4. Make Honest Communication the Norm
Culture corrodes when people don't feel safe telling the truth. For mobility, this can manifest as a stakeholder who quietly routes around the program rather than raising a concern, or a team member who doesn't surface a compliance risk because the environment punishes problem-bringers.
The antidote is modeling the communication style you want to see. Be transparent about challenges. Welcome feedback on policy and process. When something goes wrong, and in global mobility, it will, treat it as information rather than blame.
This kind of psychological safety doesn't just feel better. It produces better outcomes: faster escalations, more candid feedback from stakeholders, and a team that improves rather than just endures.
The Bottom Line
Global mobility leaders are, at their core, culture leaders.
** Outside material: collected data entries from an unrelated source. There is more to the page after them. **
PR #2549, opened 2025-09-25
Make test valid for backspace/delete

jonahgraham:
I noticed this test taking a very long time (10 seconds). The test as written is invalid because the loop has a timeout with hitting the exit condition.

The "a" is never inserted into the text box (at least on gtk3), so the sending of back space appears to work when it didn't

I guess this isn't for merging until the test can be properly fixed. I am creating PR so I can see if it reports failing on build system in the same way I see it failing locally.

### DIFF
--- a/tests/org.eclipse.swt.tests/JUnit Tests/org/eclipse/swt/tests/junit/Test_org_eclipse_swt_custom_StyledText.java
+++ b/tests/org.eclipse.swt.tests/JUnit Tests/org/eclipse/swt/tests/junit/Test_org_eclipse_swt_custom_StyledText.java
@@ -5877,6 +5877,8 @@ public void test_backspaceAndDelete() {
 		}
 	}
 
+	assertEquals(1, text.getText().length());
+
 	// Simulate the backspace, ensuring that the caret is in the correct position
 	text.invokeAction(ST.DELETE_PREVIOUS);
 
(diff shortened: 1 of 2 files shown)


jonahgraham:
The test fails on my machine because `display.post()` fails because post cannot find a window with Display.findFocusedWindow() returning 0.

jonahgraham:
I think this test would have been disabled years ago if it hadn't false positive'd at the time that Display.post tests were all disabled in [Bug 553754](https://bugs.eclipse.org/bugs/show_bug.cgi?id=553754) commit b846e85a7f2791357f34bfcd3174b2a8e7cd6073

jonahgraham:
The tests failed locally for me, but they pass on the build machine for all the targets currently tested.

akurtakov:
Do you run on Wayland or X11? Note that XWayland inherits all security changes of Wayland so one has to use plain X11 for real test. Test machines are running on X11 only AFAIK.

jonahgraham:
Yes, I think that is probably the issue. I will set up an x11 only run to see what happens.

jonahgraham:
These tests will now show as a failure on gtk4 - which is fine because it was previously showing as a false pass (for me at least).

Thanks @akurtakov - you were right, setting up a real x11 backend shows the expected behaviour.

I have update the top comment with the new commit message as I cleaned up theses two tests, and learned a bunch of new stuff too.

jonahgraham:
> Yes, I think that is probably the issue. I will set up an x11 only run to see what happens.

I documented my setup in https://kichwacoders.com/2025/09/30/testing-and-developing-swt-on-gtk/

jonahgraham:
The updated tests [pass on GitHub actions](https://github.com/eclipse-platform/eclipse.platform.swt/actions/runs/18140049529/job/51628417423), all platforms. But failed on Windows I-build https://download.eclipse.org/eclipse/downloads/drops4/I20250930-1800/testResults.php - so more work (and more for me to learn about different platforms)

PR #2550, opened 2025-09-25
Increase timeout for RMI service being registered in Clipboard test

jonahgraham:
The test failed to get the RMI within 1 second on macOS on GitHub actions one time, so increase the timeout here.

Fixup for https://github.com/eclipse-platform/eclipse.platform.swt/pull/2541


jonahgraham:
All failed tests are covered by #2516 

Test_org_eclipse_swt_dnd_Clipboard.test_Remote (the one I saw fail on macOS) takes 1.8 seconds on Linux, 6.5s on macOS (aarch+x64 similar times) and 8.7s on Windows.

So the fact that the original 1 second timeout was too short was a good guess and I am more confident in stability with a 10 second test.

PR #2551, opened 2025-09-26
When computing the size of a widget always return values rounded up

amartya4256:
When converting pixels to point there can be-  depending on the zoom level - a fractional result. Currently, in all cases the result is converted into an integer using `Math.round()` that will make values `+/-0.5` resulting in small values to be rounded towards a smaller value.
While it is maybe valid for a _location_, when using points to express a _dimension_ this is not okay as it will result in the reported (integer) value to be to small leading to errors when the SWT API is then used after performing additional computations maybe.
See
- eclipse-platform#2381
- eclipse-platform#2166

This PR also resolves the issue https://github.com/eclipse-platform/eclipse.platform.swt/issues/2166

### DIFF
--- a/bundles/org.eclipse.swt/Eclipse SWT/common/org/eclipse/swt/graphics/Point.java
+++ b/bundles/org.eclipse.swt/Eclipse SWT/common/org/eclipse/swt/graphics/Point.java
@@ -139,13 +139,20 @@ public static sealed class OfFloat extends Point permits Point.WithMonitor {
 	private static final long serialVersionUID = -1862062276431597053L;
 
 	public float residualX, residualY;
+	private final RoundingMode roundingMode;
 
 	public OfFloat(int x, int y) {
 		super(x, y);
+		this.roundingMode = null;
 	}
 
 	public OfFloat(float x, float y) {
-		super(Math.round(x), Math.round(y));
+		this(x, y, RoundingMode.ROUND);
+	}
+
+	public OfFloat(float x, float y, RoundingMode roundingMode) {
+		super(roundingMode.round(x), roundingMode.round(y));
+		this.roundingMode = roundingMode;
 		this.residualX = x - this.x;
 		this.residualY = y - this.y;
 	}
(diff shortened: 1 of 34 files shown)


ShahzaibIbrahim:
I cannot un draft it as this PR was not created by me. I also have tested the original issue after my changes: https://github.com/eclipse-platform/eclipse.platform.swt/issues/2166. Also tested runtime workspace if something is broken. 

The commit message is needed to adapted and also some API check failures need to be fixed, but feel free to review/test it.

@HeikoKlare @akoch-yatta

bundles/org.eclipse.swt/Eclipse SWT/common/org/eclipse/swt/graphics/Point.java
```diff
@@ -139,13 +139,19 @@ public static sealed class OfFloat extends Point permits Point.WithMonitor {
 	private static final long serialVersionUID = -1862062276431597053L;
 
 	public float residualX, residualY;
+	public RoundingMode roundingMode;
```
ShahzaibIbrahim: @akoch-yatta this field was added as public while it is only used in this class internally. Was there a reason for that? Why not simply have it private?

akoch-yatta: Probably because it was work in progress. If it can be private, make it private

akoch-yatta (commented):
Checking all changed calls in this PR, they look semantically correct, regarding the different rounding for sizes and locations

bundles/org.eclipse.swt/Eclipse SWT/common/org/eclipse/swt/graphics/Point.java
laeubi: it should at least be final ... on the other hand residualX/y are public modifiable as well... I think one best make both private.

laeubi (approved):
@amartya4256 thanks for taking over this and working on this, it looks all sane for me.

ShahzaibIbrahim:
Changing residualX, residualY to private will be done in another PR and test failures are unrelated: https://github.com/eclipse-platform/eclipse.platform.swt/issues/2516.

From my side this PR is ready to be merge if no other objections.

akoch-yatta:
Test are still failing after rebuild, but unrelated #2516

PR #2558, opened 2025-09-29
Adding readAndDispatch() in drawImage test to make  the test not flaky

arunjose696:
The reasoning to add readAndDispatch() in test_drawImage_nonAutoScalableGC_bug_2504 is to consider the case when e.gc.drawImage()'s draw request to the OS, might not have completed by the time gcCopy.copyArea() was called. Using readAndDispatch() is to ensure all OS events are processed, so there’s no pending work left.


iloveeclipse (approved):

iloveeclipse:
Windows test failures are known and unrelated, see https://github.com/eclipse-platform/eclipse.platform.swt/issues/2516

iloveeclipse:
Thanks!

PR #2593, opened 2025-10-04
Convert tests to JUnit5

jonahgraham:
Because most all the tests remaining tests are in huge class hierarchy under Test_org_eclipse_swt_widgets_Widget they all need changing at once. The tests that are not under Test_org_eclipse_swt_widgets_Widget are generally pretty small, so included here to fully remove JUnit4 dependency.

This means that junit-vintage-engine and org.junit removed from Require-Bundle of the manifest.

Messages have been removed from assertions that didn't add value. The order of parameters to assertEquals and others changed, and for most of the calls I removed the message based on previous guidance. I tried to leave in messages that were more useful for documenting or diagnosing errors. But I removed messages that more or less repeated as a string what the item being tested is.

A lot of things work quite differently in JUnit5. Here are some highlights that have affected or benefited this change:

There is a better way of integrating screenshots into failed tests as tests can be intercepted between the test completion and the `@AfterEach` methods. Therefore we can take a screenshot prior to disposal, and then let the tear down message cleanup in a less convoluted way. See Test_org_eclipse_swt_widgets_Widget.afterTestExecutionCallback and tearDown methods to see this in action.

The way to get a test name is quite different. Instead of a TestName `@Rule` a `TestInfo` can be obtained. The name returned is not exactly the same format, but where the name needed a specific format, I adjusted the code appropriately. See Test_org_eclipse_swt_browser_Browser.testInfo and Test_org_eclipse_swt_widgets_Widget.testInfo for a couple of use cases.

Whole class parameterized tests don't really exist in a simple way in JUnit5. As there was very little use of this, rather than having complicated setup, I used sub-classes to provide the parameterization. See for example Test_org_eclipse_swt_widgets_DateTime and its new subclasses.

### DIFF
--- a/tests/org.eclipse.swt.tests/JUnit Tests/org/eclipse/swt/tests/graphics/ImageDataTestHelper.java
+++ b/tests/org.eclipse.swt.tests/JUnit Tests/org/eclipse/swt/tests/graphics/ImageDataTestHelper.java
@@ -14,7 +14,7 @@
 
 package org.eclipse.swt.tests.graphics;
 
-import static org.junit.Assert.assertArrayEquals;
+import static org.junit.jupiter.api.Assertions.assertArrayEquals;
 
 import java.lang.reflect.InvocationTargetException;
 import java.lang.reflect.Method;
--- a/tests/org.eclipse.swt.tests/JUnit Tests/org/eclipse/swt/tests/junit/AllWidgetTests.java
+++ b/tests/org.eclipse.swt.tests/JUnit Tests/org/eclipse/swt/tests/junit/AllWidgetTests.java
@@ -48,7 +48,9 @@ import org.junit.platform.suite.api.Suite;
 		Test_org_eclipse_swt_widgets_Composite.class, //
 		Test_org_eclipse_swt_widgets_CoolBar.class, //
 		// Failing test: Test_org_eclipse_swt_widgets_CoolItem.class, //
-		Test_org_eclipse_swt_widgets_DateTime.class, //
+		Test_org_eclipse_swt_widgets_DateTime_Style_CALENDAR.class, //
+		Test_org_eclipse_swt_widgets_DateTime_Style_DATE.class, //
+		Test_org_eclipse_swt_widgets_DateTime_Style_TIME.class, //
 		Test_org_eclipse_swt_widgets_DirectoryDialog.class, //
 		Test_org_eclipse_swt_widgets_Event.class, //
 		Test_org_eclipse_swt_widgets_ExpandBar.class, //
--- a/tests/org.eclipse.swt.tests/JUnit Tests/org/eclipse/swt/tests/junit/ImageTestUtil.java
+++ b/tests/org.eclipse.swt.tests/JUnit Tests/org/eclipse/swt/tests/junit/ImageTestUtil.java
@@ -13,10 +13,10 @@
  *******************************************************************************/
 package org.eclipse.swt.tests.junit;
 
-import static org.junit.Assert.assertEquals;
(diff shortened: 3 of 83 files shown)


jonahgraham:
There are a couple of independent changes pulled out into PR #2591 and #2592 that I identified while refactoring the tests.

jonahgraham:
In addition to the top comment, there are a few reasons I would like to get this integrated if there are no objections.

1. Consistency - I have found it annoying to go between different classes and have to use different annotations/etc. Its pretty easy to mess things up because of using a JUnit4 annotation in a JUnit5 test and vice versa. By removing JUnit4 entirely that problem goes away.
2. I want to be able to use [`@Tag`s](https://docs.junit.org/current/user-guide/#writing-tests-tagging-and-filtering), like what I described in https://github.com/eclipse-platform/eclipse.platform.swt/issues/2126#issuecomment-3367784743
3. JUnit6 just came out this week - so we will presumably start migrating to that at some point. I think it would be nice to have at most 2 versions of JUnit co-existing instead of 3

jonahgraham:
TL;DR

The overall test counts look correct to me, this PR has expected number tests on Jenkins runs compared to latest master

---

The discovered test count has gone up a lot because of how I migrated the parameterized browser test. This means all the IE tests are [marked as skipped](https://ci.eclipse.org/releng/job/eclipse.platform.swt/job/PR-2593/2/testReport/org.eclipse.swt.tests.junit/Test_org_eclipse_swt_browser_Browser_IE/) on non-Windows platform instead of simply not existing in the test report. This increases the test count by 194 (The number of browser tests), which can be seen as the difference in total tests from latest [master](https://ci.eclipse.org/releng/job/eclipse.platform.swt/job/master/1352/testReport/) and this [PR](https://ci.eclipse.org/releng/job/eclipse.platform.swt/job/PR-2593/2/testReport/). On those same links you can see the total number of tests that pass is the same (4196).


I had originally identified a coupe of tests that were not running when I did the migration. See new `@Test` annotation on `Test_org_eclipse_swt_widgets_Shell.test_setLocationLorg_eclipse_swt_graphics_Point()`, `Test_org_eclipse_swt_widgets_Shell.test_setLocationII()`, and `Test_org_eclipse_swt_browser_Browser.test_ConstructorLorg_eclipse_swt_widgets_CompositeI()` - without those new annotations those tests were not running in JUnit5 but were in JUnit4.

akurtakov:
Thanks Jonah! I have been converting tests one by one for quite some time with this being the end goal - thanks for bringing it to closure.

tests/org.eclipse.swt.tests/JUnit Tests/org/eclipse/swt/tests/junit/Test_org_eclipse_swt_widgets_Shell.java.orig
```diff
@@ -0,0 +1,1030 @@
+/*******************************************************************************
```
akurtakov: This file shouldn't have been part of the PR, right?

akurtakov:
I am not thrilled by the new classes that used to be parametrized tests but I don't have better idea for now. Other than the *.orig file included by mistake it looks good to me.

jonahgraham:
> Thanks Jonah! I have been converting tests one by one for quite some time with this being the end goal - thanks for bringing it to closure.

Thanks for leading the way on that (and looking through the history on doing the 3 -> 4 migration too!). I was only wanting to do StyledText, but things ballooned because of the huge hierarchy of tests.

jonahgraham:
Is this ok to merge now?

akurtakov:
Yes it i. Merging.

Culture just might have the biggest impact across the program, but how much do you focus on it? The programs that earn the strongest reputations internally aren't just technically excellent. They're places where people feel known, connected, and trusted enough to do difficult work together across borders and business lines.
That's not a soft consideration. It's a strategic one. And it starts with the same thing it always does: intentional, consistent investment in the relationships that make everything else possible.